_Exercise prompt:_ Copy every line from the records below that carries the word "json".

*** Record set ***

PR #1489, opened 2020-03-24
Fix AppVeyor Tests

DavidMansolino:
**Description**
This is just a test.

### DIFF
--- a/tests/sources/generate_diff.py
+++ b/tests/sources/generate_diff.py
@@ -44,7 +44,7 @@ def github_api(request):
     content = ''
     try:
         response = urlopen(req)
-        content = response.read()
+        content = response.read().decode()
     except HTTPError as e:
         print(request)
         print(e.reason)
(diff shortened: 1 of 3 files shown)


tests/sources/generate_diff.py
```diff
@@ -44,13 +44,13 @@ def github_api(request):
...
         response = urlopen(req)
-        content = response.read()
+        content = response.read().decode()
     except HTTPError as e:
         print(request)
         print(e.reason)
         print(e.info())
     github_api.last_time = time.time()
-    return json.loads(content.decode())
+    return json.loads(content)
```
DavidMansolino: In case of exception, ``content`` is the empty string so it can't be decoded.

DavidMansolino:
The problem was due to the fact that the ``GITHUB_API_KEY`` was not set in AppVeyor and therefore it was using the ip hourly rate (which is very low , only 60) instead of the account rate limit.

omichel:
Well spotted!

*** End of Record set ***

_Final answer:_
-    return json.loads(content.decode())
+    return json.loads(content)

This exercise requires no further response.